#### [Aim of the task]
Print the listing below again from the line that contains "Story/493 task form plugin surface" onward, keeping every line exact and leaving out the lines before it.
Supplied information below:
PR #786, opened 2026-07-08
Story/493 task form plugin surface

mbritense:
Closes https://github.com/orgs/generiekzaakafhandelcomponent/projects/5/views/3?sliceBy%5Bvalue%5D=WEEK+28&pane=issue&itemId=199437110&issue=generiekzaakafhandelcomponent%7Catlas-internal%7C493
End of Supplied information.
#### [Answer below]
Story/493 task form plugin surface

mbritense:
Closes https://github.com/orgs/generiekzaakafhandelcomponent/projects/5/views/3?sliceBy%5Bvalue%5D=WEEK+28&pane=issue&itemId=199437110&issue=generiekzaakafhandelcomponent%7Catlas-internal%7C493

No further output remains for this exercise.